Text + Sketch: Image Compression at Ultra Low Rates
Eric Lei, Yiğit Berkay Uslu, Hamed Hassani, Shirin Saeedi Bidokhti
TL;DR
This work explores ultra-low-rate image compression by repurposing pre-trained text-to-image generators to transmit concise textual prompts, optionally augmented with a spatial sketch. It introduces Prompt Inversion Compression (PIC) and its extension with spatial conditioning (PICS), achieving semantic and perceptual fidelity at rates as low as $0.002-0.013$ bpp without end-to-end training. Through evaluations on standard datasets and comparisons to HiFiC and MS-SSIM-optimized baselines, PIC and especially PICS demonstrate superior rate-perception and rate-distortion performance, highlighting the value of semantic-driven transmission and structural guidance. The findings suggest practical pathways for high-quality, ultra-efficient image compression using language and lightweight side information, with future work including human studies to assess subjective satisfaction.
Abstract
Recent advances in text-to-image generative models provide the ability to generate high-quality images from short text descriptions. These foundation models, when pre-trained on billion-scale datasets, are effective for various downstream tasks with little or no further training. A natural question to ask is how such models may be adapted for image compression.

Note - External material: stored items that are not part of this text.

PR #5, opened 2016-10-13
[WIP] The nghttp2 glue code

jasnell:
This is a work in progress... I will update this as I go.

This starts building the process.binding('http2') API layer... which is, more or less, a shim for the nghttp2 library API. This is not yet complete.


lib/internal/http2.js
```diff
@@ -0,0 +1,812 @@
...
+const kChunks = Symbol('chunks');
+const kProvider = Symbol('provider');
+const kPaused = Symbol('paused');
+const kResume = Symbol('resume');
+const kBeginResponse = Symbol('begin-response');
+const kEndStream = Symbol('end-stream');
+const kHasTrailers = Symbol('has-trailers');
+
+Object.defineProperty(exports, 'constants', {
+  configurable: false,
```
italoacasas, line 56: `configurable: false` is not the default value ? In that case, we need to be explicit ?

jasnell: I generally prefer to err on the side of being explicit.

lib/internal/http2.js
```diff
@@ -0,0 +1,812 @@
...
+      // code is the error code
+      this[kStreams].delete(stream.id);
+      process.nextTick(() => this.emit('stream-close', stream.id, code));
+    };
+
+    session[constants.CALLBACK_ONDATACHUNK] = (streamID, flags, data) => {
+      // streamID is the numeric stream ID the data belongs to
+      // flags is the data flags
+      // data is the Buffer containing the data
+      const stream = this[kStreams].get(id);
```
doug-wade: streamID?

lib/internal/http2.js
```diff
@@ -0,0 +1,812 @@
...
+    if (Array.isArray(value)) {
+      this[kTrailers].set(name, value.map((i) => String(i)));
+    } else {
+      this[kTrailers].set(name, String(value));
+    }
+    return this;
+  }
+
+  addTrailers(headers) {
+    var keys = Object.keys(headers);
```
doug-wade: Might

``` javascript
for (var key in headers)
  this.setTrailer(key, headers[key]);
```

be more expressive?

lib/internal/http2.js
```diff
@@ -0,0 +1,812 @@
...
+  writeHead(statusCode, headers) {
+    this.statusCode = statusCode;
+    const keys = Object.keys(headers);
+    for (var key of keys)
+      this.setHeader(key, headers[key]);
+    return this;
+  }
+
+  _write(chunk, encoding, callback) {
+    if (typeof chunk === 'string')
```
doug-wade, line 556: Do we need the encoding if a chunk is a Buffer?  Or, in other words, should encoding be an optional param, as in `end` directly below?

lib/internal/http2.js
```diff
@@ -0,0 +1,812 @@
...
+    this[kSession].sendData(this[kStream]);
+  }
+
+  end(data, encoding, callback) {
+    if (typeof encoding === 'function') {
+      callback = encoding;
+      encoding = undefined;
+    }
+    if (data) {
+      this.write(data, encoding);
```
doug-wade: this._write?

lib/internal/http2.js
```diff
@@ -0,0 +1,812 @@
...
+          stream[kRequest][kFinished] = true;
+          stream[kRequest].end();
+        }
+        process.nextTick(() => {
+          this.emit('request', stream[kRequest], stream[kResponse]);
+        });
+        break;
+      case constants.NGHTTP2_HCAT_HEADERS:
+        // ignore interstitial header blocks for now, only pay attention
+        // if the header block finishes the steam, these will be the
```
doug-wade: stream*

doug-wade (commented):
just a coupla things I noticed while I was reading through the pr -- per https://github.com/nodejs/http2/pull/6#issuecomment-253713691, I understand that this is WIP and it might be merged before they're addressed; I'm more than happy to address any or all myself once this lands.

lib/internal/http2.js
mcollina: This is part of the stream.Writable interface.

lib/internal/http2.js
mcollina: no. It is part of the stream API.

lib/internal/http2.js
```diff
@@ -0,0 +1,812 @@
...
+  }
+
+  end(data, encoding, callback) {
+    if (typeof encoding === 'function') {
+      callback = encoding;
+      encoding = undefined;
+    }
+    if (data) {
+      this.write(data, encoding);
+      super.end(callback);
```
mcollina: why are we not calling super.end(chunk, callback)?

jasnell:
@nodejs/http2 ... I'd like to get this landed even tho it's still a long ways from being done. That would allow others to help evolve this as we go.

jasnell:
Going to get this landed.

jasnell:
Landed (without commit metadata) in d2f03e98...67caa7a2

Issue #4, opened 2016-10-12
TODOs


jasnell:
- [x] Check in nghttp2 deps, initial build support
- [x] Begin src/node_http2.cc and src/node_http2.h glue code
- [x] Begin lib/internal/http2.js implementation
- [x] Basic server
- [x] Graceful server side connection shutdown
- [x] Server server timeout handling / or, how to know when the server can shut down the socket
- [ ] Are we leaking any memory?
- [ ] Tests tests test tests
- [ ] Benchmarks
- [ ] Documentation

AnshulMalik:
Hi there !

I am new here. I have been using node for a while, now I'd like to contribute :)
I think I can do some work here. Please let me know some more details of implementation and current progress.

jasnell:
@AnshulMalik ... I'm in the process of working up some design docs for this that should help.

c0b:
wonder if there are any binaries published with this http2 in core? or do I have to compile from source code if I want to test play with?

how about make another rc channel like the nightly? you don't have to publish really every night, but some kind of CI pipelines to release binaries every week would be very nice
https://nodejs.org/download/nightly/

joyeecheung:
@c0b If I understand correctly this is not shipped in any binaries at the moment, it's in its own repo to separate the issues and PRs. From https://github.com/nodejs/http2/issues/26#issuecomment-272230496 I think this is going to be shipped behind flag in Node 8(April this year).

cebrakadabra:
@jasnell does it mean, by the time all of those todos (especially tests) are checked it will be available in nodejs core? which version are you guys considering going out with it?

also @joyeecheung is this info from you the official estimation for releasing http2 in node core?

joyeecheung:
@cebrakadabra Er, no, I'm not involved in the HTTP2 implementation at the moment, this is just what I observed from https://github.com/nodejs/http2/issues/26#issuecomment-272230496

> we still plan to ship this behind a flag in Node 8.

jasnell:
No, this is just an informal list. The current plan is to try to get http/2 into 8.x as an experimental feature. When that will land is still undetermined.

c0b:
today just reading on this http://ivanjov.com/running-express-koa-and-hapi-on-http-2/ mentioned:

> Developers have created two awesome modules for working with HTTP/2 protocol, http2 and spdy.

[...]

PR #6, opened 2016-10-14
[WIP] Low level public api

doug-wade:
Per https://github.com/nodejs/node-eps/pull/38/files#diff-9192f700847790c2c21415562fc65e80R72, expose `HTTP2Session` on the low-level api (`lib/internal/http2.js` from https://github.com/nodejs/http2/issues/4).  Based on https://github.com/nodejs/http2/pull/5.

I've opened this pr super early in the implementation process to make sure I'm on the right track.  After building and requiring the module, I can instantiate an `HTTP2Session`.

```
$ ./configure && make
# stuff
$ ./node -v                                                           
v7.0.0-pre
$ ./node             
> const http2 = require('./lib/internal/http2');
undefined
> const session = new http2.HTTP2Session();
undefined
> session
Http2Session {
  localWindowSize: 65535,
  inflateDynamicTableSize: 0,
  deflateDynamicTableSize: 0,
  remoteWindowSize: 65535,
  outboundQueueSize: 0,
  lastProcStreamID: 0,
  effectiveRecvDataLength: 0,
  effectiveLocalWindowSize: 65535,
  nextStreamID: 2,
  type: 0,
  root: Http2Stream { session: [Circular], id: 0 } }
```

### DIFF
--- a/lib/internal/http2.js
+++ b/lib/internal/http2.js
@@ -1,0 +1,5 @@
+'use strict';
+
+const http2 = process.binding('http2');
+
+exports.HTTP2Session = http2.Http2Session;
--- a/node.gyp
+++ b/node.gyp
@@ -156,6 +156,7 @@
         'src/node_constants.cc',
         'src/node_contextify.cc',
         'src/node_file.cc',
+        'src/node_http2.cc',
         'src/node_http_parser.cc',
         'src/node_javascript.cc',
         'src/node_main.cc',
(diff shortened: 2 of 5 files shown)


jasnell:
I've updated 5 fairly significantly today. There's quite a bit more there. It's no where near complete, but there's a large part that is functional. Let's get that merged in the next day even tho it's not complete, and we can keep building from there.

PR #8, opened 2016-10-31
Second round of implementation upates

jasnell:
A second round of implementation updates... this is an ongoing work in progress.
This update represents a significant ongoing refactoring and filling out of the implementation and API detail.

### DIFF
--- a/configure
+++ b/configure
@@ -50,6 +50,8 @@ shared_optgroup = optparse.OptionGroup(parser, "Shared libraries",
 intl_optgroup = optparse.OptionGroup(parser, "Internationalization",
     "Flags that lets you enable i18n features in Node.js as well as which "
     "library you want to build against.")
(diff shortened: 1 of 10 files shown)


jasnell:
Will be getting this landed shortly...

AndrewBarba:
@jasnell Since this is an addition to the `http` lib is there a chance we see this released in a v6 update instead of waiting for v7 or later? Not sure how others are handling versions but our team is maintaining a strict LTS policy so we wouldn't be able to use this if it doesn't land until the next LTS.

Edit: I mean http2 as a whole. Sorry if that wasn't clear or if this PR is not the place to ask about that.

jasnell:
This is going to be a long process. It would be introduced first as an
experimental feature if the ctc decides to accept it. It should be a
semver-minor update so backporting should be possible but it's going to be
quite a while before this is ready for that

jasnell:
This pr is merged. Closing. Starting round 3

PR #9, opened 2016-11-04
Round 3

jasnell:
Round 3... continued work on the server implementation


jasnell:
@mcollina and @nodejs/http2 ... this ready to start having some attention and love paid to the Streams aspects. Specifically, the `Http2Outoing` and `Http2Incoming` classes need to be looked at. Those are the Writable and Readable Streams that channel data back and forth between the underlying nghttp2/socket and the higher level `Http2Response`, `Http2Request`, and `Http2PushResponse` APIs. Stream state management is not by strongest area so I would definitely appreciate having someone with a deeper understanding of Readable and Writing streams looking those over and filling in the missing bits. Everything you would need to look through is in `lib/internal/http2.js`.

jasnell:
I will be looking at a number of other aspects of this, including the Event Emitter flow. Right now, all of the events emitted by `Http2Session` in `lib/internal/http2.js` are emitted on nextTick, which might not be appropriate. The key consideration is that there will be multiple simultaneous streams and we have to make sure we're not blocking i/o so that the multiplexing can work appropriately.

It is likely that we will need to make `Http2Stream` a subclass of `EventEmitter` also so that we can channel events to the `Http2Stream` that are piping to and from the stream (e.g. to let the streams know if the underlying `Http2Stream` has closed or has changed state in some important way. I'll be investigating that further over the coming few days.

mcollina:
@jasnell I will do that late next week, if it's ok with you. How would you prefer me doing it? I can open issues, or directly fire PRs.

On the general side of things, I think we should avoid allocating a lot of closures (this might change) to increase speed. In all of those: https://github.com/nodejs/http2/blob/master/lib/internal/http2.js#L93-L181 we can just use top level functions, as `this` will be the EE.

jasnell:
Yeah, there is a ton of room for improvement there. I've been doing things
very incrementally so far just to make sure things work first then optimize
down to something that's better and more performant.

I will land this round 3 pr on Monday, then I'll start doing things in
smaller chunks in individual prs. Feel free to open prs or issues,
whichever you prefer!

jasnell:
Round 3 is almost ready to go. there are some timing issues on push streams that I need to resolve and there are plenty of performance issues that still need to be looked at, but it's making progress.

jasnell:
Landed

mcollina:
@jasnell how do I know I did not broke anything? Do you have any script that you are using for testing this? Maybe an end-to-end test will speed things up.

jasnell:
@mcollina... I'll be working on automated tests more this week and next. For the time being, I have been using a combination of curl with nghttp2 support (this has to be enabled specifically in the curl build), the nghttp command line client, firefox and chrome to do the testing.

jasnell:
Also, in the next round of edits I'm making improvements to how the streams API works, I want to make sure we don't accidentally duplicate effort so I'll post what I have in smaller increments in a Round 5 pr.

mcollina:
@jasnell more or less the goal should be to have backpressure on the multiplexed streams. And remove the `PassThrough`. I can give it a pass when you land some unit tests (so I have some guidance on how to use it).
Can you send me your test server?

PR #12, opened 2016-11-15
Round 4

jasnell:
Round 4 with additional improvements to performance, reliability and overall code

### DIFF
--- a/lib/internal/http2.js
+++ b/lib/internal/http2.js
@@ -8,13 +8,13 @@ const internalHttp = require('internal/http');
 const TLSServer = require('tls').Server;
 const NETServer = require('net').Server;
 const stream = require('stream');
+const BufferList = require('internal/streams/BufferList');
 const Writable = stream.Writable;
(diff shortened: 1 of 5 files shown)


jasnell:
Landed... starting round 5

lib/internal/http2.js
```diff
@@ -561,22 +553,31 @@ function mapToHeaders(map) {
...
+      const n = head.copy(buffer, offset, 0, remaining);
+      list.unshift(head.slice(remaining));
+      remaining -= n;
+      copied += n;
+    } else {
+      // head either has exactly what we need or not enough.
+      const n = head.copy(buffer, offset, 0, head.length);
+      offset += n;
+      remaining -= n;
+      copied += n;
```
mcollina, line 577: copying buffers will not be a good idea perf-wise.

jasnell:
Yeah this is the part I'm refactoring now. This was largely a temporary
measure while getting other bits working. I should have this bit
refractored by the end of today or tomorrow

We investigate several techniques in which the pre-trained models can be directly used to implement compression schemes targeting novel low rate regimes. We show how text descriptions can be used in conjunction with side information to generate high-fidelity reconstructions that preserve both semantics and spatial structure of the original. We demonstrate that at very low bit-rates, our method can significantly improve upon learned compressors in terms of perceptual and semantic fidelity, despite no end-to-end training.